Tips for Preparing Your Yacht for A Hurricane


The weather prognosticators are predicting an active Atlantic Hurricane Season and with a low pressure system having already formed off of the African Continent and is 500 miles east of the Lesser Antilles as of last night. So once again the US Coast Guard has strongly urged the maritime community and boating public to monitor the progress of each and every tropical storm and hurricane and take early action to protect themselves and their vessels. 
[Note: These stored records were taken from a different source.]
PR #3170, opened 2024-05-20
feat(backend): Toggle flow online or offline

DafyddLlyr:
## What does this PR do?
- Adds `flows.status` column, which can be one of "online" or "offline"
- Adds `flow_status_history` audit table which could be used to check the status of a flow at a given point in time, and could be used to filter analytics if we wished to do so
- Populates table to indicate that all flows are currently "online"
- Adds trigger `tack_flow_status_history()` which has the following behaviour -
  - Called on `UPDATE` to `flow.status` or `INSERT` to `flows`
  - Closes "open" `flow_status_history` record, and opens new one with toggled status
  
## Testing
- Hasura introspection tests for table permissions
- Gherkin integration tests for trigger behaviour 

## Next steps...
- Simple toggle in Editor to control status
- Restrict public access to flow based on status
- Slack message on toggle (?)

Regression tests passing here - https://github.com/theopensystemslab/planx-new/actions/runs/9162033526

### DIFF
--- a/e2e/tests/api-driven/src/flowStatusHistory/flowStatusHistory.feature
+++ b/e2e/tests/api-driven/src/flowStatusHistory/flowStatusHistory.feature
@@ -1,0 +1,14 @@
+Feature: Flow status history
+
+  @regression @flow-status-history
+  Scenario: Creating a flow
+    When a new flow is added
+    Then the status of the flow is online by default
+    And a flow_status_history record is created
+
+  @regression @flow-status-history
+  Scenario: Updating a flow 
+    When a new flow is added
+    And the flow status is changed to offline
+    Then the open flow_status_history record is updated
+    And a new flow_status_history record is created
--- a/e2e/tests/api-driven/src/flowStatusHistory/flowStatusHistory.feature
+++ b/e2e/tests/api-driven/src/flowStatusHistory/flowStatusHistory.feature
@@ -2,13 +2,13 @@ Feature: Flow status history
 
   @regression @flow-status-history
   Scenario: Creating a flow
-    When a new flow is added
-    Then the status of the flow is online by default
+    Given a flow exists
+    Then the status of the flow is offline by default
     And a flow_status_history record is created
 
   @regression @flow-status-history
   Scenario: Updating a flow 
-    When a new flow is added
-    And the flow status is changed to offline
+    Given a flow exists
+    When the flow status is changed to online
     Then the open flow_status_history record is updated
     And a new flow_status_history record is created
--- a/e2e/tests/api-driven/src/flowStatusHistory/helpers.ts
+++ b/e2e/tests/api-driven/src/flowStatusHistory/helpers.ts
@@ -20,16 +20,16 @@ export const cleanup = async () => {
 interface GetFlowStatus {
   flows: {
     status: FlowStatus;
-  }[];
+  };
 }
 
 export const getFlowStatus = async (flowId: string) => {
   const {
-    flows: [{ status }],
+    flows: { status },
   } = await $admin.client.request<GetFlowStatus>(
     gql`
       query GetFlowStatus($flowId: uuid!) {
-        flows(where: { id: { _eq: $flowId } }) {
+        flows: flows_by_pk(id: $flowId) {
           status
         }
       }
--- a/e2e/tests/api-driven/src/flowStatusHistory/helpers.ts
+++ b/e2e/tests/api-driven/src/flowStatusHistory/helpers.ts
@@ -1,0 +1,72 @@
+import { FlowStatus } from "@opensystemslab/planx-core/types";
+import { $admin } from "../client";
+import { createTeam } from "../globalHelpers";
+import gql from "graphql-tag";
+
+export const setup = async () => {
+  const teamId = await createTeam();
+
+  const world = { teamId };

Here are a few tips to help mariners protect themselves and their vessels while in marinas:

  • Maintain a “Weather Eye.” This means paying attention forecasts It means for tropical storms/hurricanes, updating yourself (and your dock mates) regularly on potential trouble in the tropics. You should be loosely tracking each low pressure area in the Caribbean/Gulf of Mexico. You should be tracking each tropical wave coming off the coast of Africa. You should be paying attention to the “sea surface temperatures” in the Atlantic/the Caribbean/the Gulf.
  • Recognize that your marina manager has his/her own “Action Plan.” While they’re there for advice on the fly, lending a helping hand may stretch their resources and restrict their ability to secure their facility. Each boat owner should be “independent” with pre-arranged resources (crew, friends, materials, etc.) to be self-sufficient.
  • If not already in a marine, contact local marinas to ask for advice about securing your vessel.
  • Be Action-Oriented. Don’t wait until a full hurricane warning is in effect before arriving at your boat. Take action NOW, while the wind is still manageable and the waves are low.
  • Plan Ahead. Planning means having a written hurricane plan completed to remind you what steps you need to take. (Give it to your crew, family, friends and your marina’s dockmaster.) It also means having the basics of hurricane prep done at the start of the season; storm lines in place in order to double-up your dock lines, chafe gear in place on your dock lines, fenders and fender boards in place to protect your topsides. Even these basic precautions will allow me, as your dockmaster, to sleep better at night.
  • Have backup supplies on hand, like spare dock lines, spare fenders and fender boards can be expected to be used in almost every storm. Various tapes (e.g., duct tape, masking tape and electrical tape) are likely to come in handy in the aftermath of a storm. It’s good to have several nylon straps w/ratchet adjusters available for securing dock boxes to the deck, for securing boats on lifts (heavy duty straps, please) and for securing dinghies.
  • If you’re new to boat-ownership, hold a hurricane drill, preferably at the start of the storm season. It’s important to have a plan of action for preparation, with specific assignments. If you walk through the process when conditions are calm, it gives you a chance to ask questions, make adjustments, note additional tools and/or supplies and, in the end, feel more confident about your ability to deliver your boat safe on the other side of a storm.
  • Use fenders and fender boards. They do a good job of protecting your boat, when positioned properly. (If tying from the lifelines/railings, twisting the hanger lines will help keep them in position.)
  • Try putting a length of chain (say, about 4-6 feet) around your dock pilings. (See Fig. 1). These act as chafe gear for your storm lines. That way the chain-not your dock lines-rub against the pilings. Needless to say, the pilings should be stronger than the dock cleats. (Cleats can pull out of the dock and fasteners may shear, setting boats adrift.)
  • Stagger the position of your sailboat in the slip so that your mast or spreaders are less likely to get caught on your neighbors’ masts or outriggers.
  • Check with local authorities before entering any storm-damaged area. Do not rush to your boat. Boaters should not place themselves in danger to get to a boat.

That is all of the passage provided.